When I started coding bang methods (ensure_symbol! and so on), I got into trouble with error reporting. Error messages should be informative and contain at least the name of the invalid argument. But I needed to have clear and usable API, so passing the argument name as another argument (something like arg.ensure_symbol!(:arg)) was not going to work. My decision was to get the caller context from within the ensure_symbol! method to inspect it for arguments and local variables.

And that is the start pointing for this article.

Goal

My first goal is to get the caller context from within the called method. This is not very complicated, but I’ll describe my implementation below. What is really interesting, as well as being my second goal, is to raise an error in the called method with a message constructed from the caller context.

Getting Caller Context from Called Method

Let’s start with some code. Taking into account my background form above, monkeypath Object with the ensure_symbol!:

class Object
  def ensure_symbol!
    raise 'argument should be a Symbol or a String'
  end
end

class Symbol
  def ensure_symbol!
    self
  end
end

class String
  def ensure_symbol!
    to_sym
  end
end

def test_method(test_arg)
  test_arg = test_arg.ensure_symbol!
  puts "passed argument: #{test_arg.inspect}"
end

test_method(:symbol)
test_method('string')
test_method(0)

It’s simple. For symbols, return self. For strings, convert the value to a symbol. Raise an error for any other object.

Here is the output:

$ ruby example_01.rb
passed argument: :symbol
passed argument: :string
example_01.rb:3:in `ensure_symbol!': argument should be a Symbol or a String ( RuntimeError)
    from example_01.rb:20:in `test_method'
    from example_01.rb:26:in `<main>'

The problem is that error message is not informative. I want to have the argument name (test_arg) and the method name (test_method) in the message. Something like argument 'test_arg' in method 'test_method' should be a Symbol or a String.

To do this, I need the caller context inside ensure_symbol!. There are similary purposed implementations on the web. Many of them, like binding_of_caller are ruby-platform dependent. I prefer to use ruby native tools anywhere it’s possible.

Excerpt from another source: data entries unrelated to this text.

PR #960, opened 2017-06-22
Return Symbol.None instead of Symbol.Local for no position, fixes #959.

### LINKED ISSUE #959: Symbol <none> for local symbols
Reported in https://github.com/scalacenter/scalafix/issues/222, 
To reproduce

```
git clone git@github.com:twitter/scalding.git
cd scalding
git checkout 73c2e694bf235c398aaf61f879ceefa1fbd4f944
echo 'addSbtPlugin("ch.epfl.scala" % "sbt-scalafix" % "0.4.2")' >> project/plugins.sbt
sbt "scalafix ExplicitReturnTypes"
```

triggers the following error

```
java.lang.RuntimeException: bad protobuf: unsupported name range {
  start: 925
  end: 932
}
symbol: "<none>"
```

The reported positions point to `flatMap` and `mapStream` here
https://github.com/twitter/scalding/blob/7615dbf6237657a5e2b8778e97b9bc2da353adf6/scalding-core/src/test/scala/com/twitter/scalding/SideEffectTest.scala#L33

I tracked down the root cause to Symbol.syntax for Symbol.Local, which uses Position.syntax here https://github.com/scalameta/scalameta/blob/5684acc8dbb5c311a5b1d54123298f828e3743b0/scalahost/nsc/src/main/scala/scala/meta/internal/semantic/SymbolOps.scala#L26 which can be `<none>` here https://github.com/scalameta/scalameta/blob/5684acc8dbb5c311a5b1d54123298f828e3743b0/scalameta/inputs/shared/src/main/scala/scala/meta/internal/inputs/package.scala#L53

I made several failed attempts to minimize the error with something like
```scala
  names(
    """
      |object B {
      |  class Bar {
      |    def using(x: Any): Bar = ???
      |    def flatMap[A, B](t: (Symbol, (Symbol, Symbol)))(f: (Any, Any) => Any): Unit = ()
      |  }
      |  new Bar()
      |    .using { 1 }
      |    .flatMap[String, (String, String)]('line -> ('l1, 'l2)) { case (a, b) => }
      |}
    """.stripMargin,
    """
      |
    """.stripMargin
  )
```

I propose we guard against `Position.None` when producing Symbol.Local, which should avoid the error.

olafurpg:
I struggled to find a minimal repro, but the fix seems logical to me. I
tested the fix manually by re-compiling the original reported issue from
twitter/scalding and confirmed that the ResolvedName with symbol
"<none>" no longer appears in the .semanticdb file.

### DIFF
--- a/scalahost/nsc/src/main/scala/scala/meta/internal/semantic/SymbolOps.scala
+++ b/scalahost/nsc/src/main/scala/scala/meta/internal/semantic/SymbolOps.scala
@@ -23,7 +23,13 @@ trait SymbolOps { self: DatabaseOps =>
             ((sym.owner.isAliasType || sym.owner.isAbstractType) && !sym.isParameter)
         !definitelyGlobal && (definitelyLocal || isLocal(sym.owner))
       }
-      if (isLocal(sym)) return m.Symbol.Local(sym.pos.toMeta.syntax)
+      if (isLocal(sym)) {
+        val mpos = sym.pos.toMeta
+        return {
+          if (mpos == m.Position.None) m.Symbol.None
+          else m.Symbol.Local(mpos.syntax)
+        }
+      }
 
       val owner = sym.owner.toSemantic
       val signature = {


scalahost/nsc/src/main/scala/scala/meta/internal/semantic/SymbolOps.scala
```diff
@@ -23,7 +23,13 @@ trait SymbolOps { self: DatabaseOps =>
...
         !definitelyGlobal && (definitelyLocal || isLocal(sym.owner))
       }
-      if (isLocal(sym)) return m.Symbol.Local(sym.pos.toMeta.syntax)
+      if (isLocal(sym)) {
+        val mpos = sym.pos.toMeta
+        return {
+          if (mpos == m.Position.None) m.Symbol.None
+          else m.Symbol.Local(mpos.syntax)
+        }
+      }
```
xeno-by: Looks reasonable.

Here is where TracePoint comes into play.

Starting from version 2.0.0 Ruby introduces a new way (the old one was set_trace_func) of tracing program execution – the TracePoint class. It provides a number of ruby internal events, like returning from a method or raising an exception, which we can capture with our own code blocks. Please read the official documentation for a better understanding.

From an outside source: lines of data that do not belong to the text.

PR #962, opened 2017-06-23
Add lineNumber and columnNumber to parser errors

gabro:
These are useful for highlighting parse errors in AST explorer. Here's an example:

image


scalameta/parsers/js/npm/package.json
```diff
@@ -1,6 +1,6 @@
 {
   "name": "scalameta-parsers",
-  "version": "1.9.0-beta.1",
+  "version": "1.9.0-beta.3",
```
gabro: 3 because I've already published 2 and I forgot to commit this file.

As a first attempt, I bind to the :return event and write out useful messages to see what happened during program execution:

def raise_error(method_name, message: nil)
  message = 'local variable have wrong type' unless message.is_a?(String)
  counter = 0
  TracePoint.trace(:return) do |tp|
    if (counter += 1) > 2
      tp.disable
      puts 'Caller context reached.'
      puts "Caller method name is: #{tp.method_id}"
      method = eval("method(:#{tp.method_id})", tp.binding)
      puts "Caller arguments: #{method.parameters}"
    end
  end
end # <= first call of trace point block

class Object
  def ensure_symbol!
    raise_error(
      :ensure_symbol!,
      message: 'argument should be a Symbol or a String'
    )
  end # <= second call of trace point block
end

def test_method(test_arg)
  test_arg = test_arg.ensure_symbol!
  puts "passed argument: #{test_arg.inspect}"
end # <= last call of trace point block

test_method(0)

Here we create a helper method called raise_error to do the job. We create a TracePoint instance inside it that will be called on return from every method until it is disabled. The initial call to raise_error only creates this trace point, so we increment our counter an move on. We haven’t reached our desired context yet. The next block is called on return from ensure_symbol!. Also skip it. Finally, the last block is called from our desired caller context and we can grab the method name with its arguments. Let’s see output:

$ ruby example_02.rb
passed argument: #<TracePoint:enabled>
Caller context reached.
Caller method name is: test_method
Caller arguments: [[:req, :test_arg]]

Yep! We have our coveted caller context. But first, we still have not raised the error. Also, our ensure_symbol! block executed after the remaining code in the caller method (puts "passed argument... ).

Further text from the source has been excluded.